══ SOURCE RECORDS

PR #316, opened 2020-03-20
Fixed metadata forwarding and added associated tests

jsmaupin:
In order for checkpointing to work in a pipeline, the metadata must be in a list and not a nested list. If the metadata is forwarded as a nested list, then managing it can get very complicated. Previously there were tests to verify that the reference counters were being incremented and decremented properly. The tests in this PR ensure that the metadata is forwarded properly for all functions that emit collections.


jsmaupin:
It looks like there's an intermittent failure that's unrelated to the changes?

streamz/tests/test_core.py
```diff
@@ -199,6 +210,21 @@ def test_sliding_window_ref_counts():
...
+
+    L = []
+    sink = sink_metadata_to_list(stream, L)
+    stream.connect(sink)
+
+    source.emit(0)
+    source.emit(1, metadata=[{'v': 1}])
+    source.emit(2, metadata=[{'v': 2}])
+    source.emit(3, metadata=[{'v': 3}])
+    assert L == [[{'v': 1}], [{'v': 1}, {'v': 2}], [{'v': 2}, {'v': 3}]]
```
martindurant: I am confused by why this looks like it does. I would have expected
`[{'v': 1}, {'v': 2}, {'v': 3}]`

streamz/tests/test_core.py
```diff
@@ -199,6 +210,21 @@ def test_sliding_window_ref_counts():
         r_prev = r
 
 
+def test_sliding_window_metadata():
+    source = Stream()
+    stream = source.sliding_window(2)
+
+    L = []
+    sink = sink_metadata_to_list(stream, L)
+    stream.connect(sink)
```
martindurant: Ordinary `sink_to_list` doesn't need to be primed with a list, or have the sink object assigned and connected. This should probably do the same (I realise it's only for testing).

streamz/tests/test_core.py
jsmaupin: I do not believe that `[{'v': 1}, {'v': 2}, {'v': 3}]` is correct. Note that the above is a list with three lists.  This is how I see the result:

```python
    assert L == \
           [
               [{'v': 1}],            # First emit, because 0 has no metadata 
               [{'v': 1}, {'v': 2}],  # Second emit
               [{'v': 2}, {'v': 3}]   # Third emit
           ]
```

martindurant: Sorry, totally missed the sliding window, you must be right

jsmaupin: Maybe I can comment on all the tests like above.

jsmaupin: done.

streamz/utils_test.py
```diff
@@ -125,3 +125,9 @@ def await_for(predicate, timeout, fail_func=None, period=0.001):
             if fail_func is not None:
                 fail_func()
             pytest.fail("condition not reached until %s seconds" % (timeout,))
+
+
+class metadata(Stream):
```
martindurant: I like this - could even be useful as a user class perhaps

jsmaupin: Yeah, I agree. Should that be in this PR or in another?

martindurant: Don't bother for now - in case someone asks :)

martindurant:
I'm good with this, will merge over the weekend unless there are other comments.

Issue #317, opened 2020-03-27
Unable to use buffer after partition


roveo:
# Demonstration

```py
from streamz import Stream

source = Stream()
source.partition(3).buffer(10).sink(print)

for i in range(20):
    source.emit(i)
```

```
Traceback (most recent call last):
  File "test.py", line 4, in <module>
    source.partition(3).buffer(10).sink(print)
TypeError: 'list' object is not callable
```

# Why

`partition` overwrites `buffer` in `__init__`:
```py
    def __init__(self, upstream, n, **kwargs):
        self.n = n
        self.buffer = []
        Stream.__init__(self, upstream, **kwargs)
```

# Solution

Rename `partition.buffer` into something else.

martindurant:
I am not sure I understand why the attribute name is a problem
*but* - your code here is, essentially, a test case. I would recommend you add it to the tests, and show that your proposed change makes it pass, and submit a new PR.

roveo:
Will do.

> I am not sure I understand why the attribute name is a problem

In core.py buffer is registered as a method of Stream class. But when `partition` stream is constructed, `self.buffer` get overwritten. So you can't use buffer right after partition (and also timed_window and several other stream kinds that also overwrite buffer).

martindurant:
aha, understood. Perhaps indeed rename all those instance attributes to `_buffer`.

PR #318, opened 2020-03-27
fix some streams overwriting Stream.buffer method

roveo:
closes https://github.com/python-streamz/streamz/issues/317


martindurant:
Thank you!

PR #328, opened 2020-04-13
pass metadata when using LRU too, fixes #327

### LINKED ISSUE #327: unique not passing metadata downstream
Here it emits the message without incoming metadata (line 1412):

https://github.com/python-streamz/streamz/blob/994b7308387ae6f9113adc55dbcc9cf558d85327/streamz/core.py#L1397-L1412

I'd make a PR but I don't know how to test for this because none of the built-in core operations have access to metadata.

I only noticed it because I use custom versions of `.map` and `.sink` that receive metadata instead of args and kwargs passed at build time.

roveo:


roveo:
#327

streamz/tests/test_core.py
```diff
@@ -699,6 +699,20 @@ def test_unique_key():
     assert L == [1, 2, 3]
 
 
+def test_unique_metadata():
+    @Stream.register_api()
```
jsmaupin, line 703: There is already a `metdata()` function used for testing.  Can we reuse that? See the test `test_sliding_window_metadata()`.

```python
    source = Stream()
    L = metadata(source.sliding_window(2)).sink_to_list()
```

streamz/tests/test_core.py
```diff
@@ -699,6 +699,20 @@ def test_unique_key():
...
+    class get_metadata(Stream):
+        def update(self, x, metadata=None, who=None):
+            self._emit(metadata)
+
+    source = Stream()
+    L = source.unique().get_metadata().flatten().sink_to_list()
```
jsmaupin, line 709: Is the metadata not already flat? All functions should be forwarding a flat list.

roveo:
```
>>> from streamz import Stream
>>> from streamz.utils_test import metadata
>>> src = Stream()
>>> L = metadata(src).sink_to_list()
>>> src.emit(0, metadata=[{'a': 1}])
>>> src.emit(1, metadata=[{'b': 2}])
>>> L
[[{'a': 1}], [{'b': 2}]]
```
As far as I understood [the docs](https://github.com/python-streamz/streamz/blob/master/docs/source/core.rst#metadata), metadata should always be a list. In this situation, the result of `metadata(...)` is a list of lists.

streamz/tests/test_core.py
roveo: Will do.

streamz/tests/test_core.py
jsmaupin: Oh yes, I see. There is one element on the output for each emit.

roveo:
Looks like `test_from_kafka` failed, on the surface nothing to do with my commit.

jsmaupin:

════

WORK INSTRUCTION: Please copy out the records exactly as they appear.

RESPONSE TO THE EXERCISE:
PR #316, opened 2020-03-20
Fixed metadata forwarding and added associated tests

jsmaupin:
In order for checkpointing to work in a pipeline, the metadata must be in a list and not a nested list. If the metadata is forwarded as a nested list, then managing it can get very complicated. Previously there were tests to verify that the reference counters were being incremented and decremented properly. The tests in this PR ensure that the metadata is forwarded properly for all functions that emit collections.


jsmaupin:
It looks like there's an intermittent failure that's unrelated to the changes?

streamz/tests/test_core.py
```diff
@@ -199,6 +210,21 @@ def test_sliding_window_ref_counts():
...
+
+    L = []
+    sink = sink_metadata_to_list(stream, L)
+    stream.connect(sink)
+
+    source.emit(0)
+    source.emit(1, metadata=[{'v': 1}])
+    source.emit(2, metadata=[{'v': 2}])
+    source.emit(3, metadata=[{'v': 3}])
+    assert L == [[{'v': 1}], [{'v': 1}, {'v': 2}], [{'v': 2}, {'v': 3}]]
```
martindurant: I am confused by why this looks like it does. I would have expected
`[{'v': 1}, {'v': 2}, {'v': 3}]`

streamz/tests/test_core.py
```diff
@@ -199,6 +210,21 @@ def test_sliding_window_ref_counts():
         r_prev = r
 
 
+def test_sliding_window_metadata():
+    source = Stream()
+    stream = source.sliding_window(2)
+
+    L = []
+    sink = sink_metadata_to_list(stream, L)
+    stream.connect(sink)
```
martindurant: Ordinary `sink_to_list` doesn't need to be primed with a list, or have the sink object assigned and connected. This should probably do the same (I realise it's only for testing).

streamz/tests/test_core.py
jsmaupin: I do not believe that `[{'v': 1}, {'v': 2}, {'v': 3}]` is correct. Note that the above is a list with three lists.  This is how I see the result:

```python
    assert L == \
           [
               [{'v': 1}],            # First emit, because 0 has no metadata 
               [{'v': 1}, {'v': 2}],  # Second emit
               [{'v': 2}, {'v': 3}]   # Third emit
           ]
```

martindurant: Sorry, totally missed the sliding window, you must be right

jsmaupin: Maybe I can comment on all the tests like above.

jsmaupin: done.

streamz/utils_test.py
```diff
@@ -125,3 +125,9 @@ def await_for(predicate, timeout, fail_func=None, period=0.001):
             if fail_func is not None:
                 fail_func()
             pytest.fail("condition not reached until %s seconds" % (timeout,))
+
+
+class metadata(Stream):
```
martindurant: I like this - could even be useful as a user class perhaps

jsmaupin: Yeah, I agree. Should that be in this PR or in another?

martindurant: Don't bother for now - in case someone asks :)

martindurant:
I'm good with this, will merge over the weekend unless there are other comments.

Issue #317, opened 2020-03-27
Unable to use buffer after partition


roveo:
# Demonstration

```py
from streamz import Stream

source = Stream()
source.partition(3).buffer(10).sink(print)

for i in range(20):
    source.emit(i)
```

```
Traceback (most recent call last):
  File "test.py", line 4, in <module>
    source.partition(3).buffer(10).sink(print)
TypeError: 'list' object is not callable
```

# Why

`partition` overwrites `buffer` in `__init__`:
```py
    def __init__(self, upstream, n, **kwargs):
        self.n = n
        self.buffer = []
        Stream.__init__(self, upstream, **kwargs)
```

# Solution

Rename `partition.buffer` into something else.

martindurant:
I am not sure I understand why the attribute name is a problem
*but* - your code here is, essentially, a test case. I would recommend you add it to the tests, and show that your proposed change makes it pass, and submit a new PR.

roveo:
Will do.

> I am not sure I understand why the attribute name is a problem

In core.py buffer is registered as a method of Stream class. But when `partition` stream is constructed, `self.buffer` get overwritten. So you can't use buffer right after partition (and also timed_window and several other stream kinds that also overwrite buffer).

martindurant:
aha, understood. Perhaps indeed rename all those instance attributes to `_buffer`.

PR #318, opened 2020-03-27
fix some streams overwriting Stream.buffer method

roveo:
closes https://github.com/python-streamz/streamz/issues/317


martindurant:
Thank you!

PR #328, opened 2020-04-13
pass metadata when using LRU too, fixes #327

### LINKED ISSUE #327: unique not passing metadata downstream
Here it emits the message without incoming metadata (line 1412):

https://github.com/python-streamz/streamz/blob/994b7308387ae6f9113adc55dbcc9cf558d85327/streamz/core.py#L1397-L1412

I'd make a PR but I don't know how to test for this because none of the built-in core operations have access to metadata.

I only noticed it because I use custom versions of `.map` and `.sink` that receive metadata instead of args and kwargs passed at build time.

roveo:


roveo:
#327

streamz/tests/test_core.py
```diff
@@ -699,6 +699,20 @@ def test_unique_key():
     assert L == [1, 2, 3]
 
 
+def test_unique_metadata():
+    @Stream.register_api()
```
jsmaupin, line 703: There is already a `metdata()` function used for testing.  Can we reuse that? See the test `test_sliding_window_metadata()`.

```python
    source = Stream()
    L = metadata(source.sliding_window(2)).sink_to_list()
```

streamz/tests/test_core.py
```diff
@@ -699,6 +699,20 @@ def test_unique_key():
...
+    class get_metadata(Stream):
+        def update(self, x, metadata=None, who=None):
+            self._emit(metadata)
+
+    source = Stream()
+    L = source.unique().get_metadata().flatten().sink_to_list()
```
jsmaupin, line 709: Is the metadata not already flat? All functions should be forwarding a flat list.

roveo:
```
>>> from streamz import Stream
>>> from streamz.utils_test import metadata
>>> src = Stream()
>>> L = metadata(src).sink_to_list()
>>> src.emit(0, metadata=[{'a': 1}])
>>> src.emit(1, metadata=[{'b': 2}])
>>> L
[[{'a': 1}], [{'b': 2}]]
```
As far as I understood [the docs](https://github.com/python-streamz/streamz/blob/master/docs/source/core.rst#metadata), metadata should always be a list. In this situation, the result of `metadata(...)` is a list of lists.

streamz/tests/test_core.py
roveo: Will do.

streamz/tests/test_core.py
jsmaupin: Oh yes, I see. There is one element on the output for each emit.

roveo:
Looks like `test_from_kafka` failed, on the surface nothing to do with my commit.

jsmaupin:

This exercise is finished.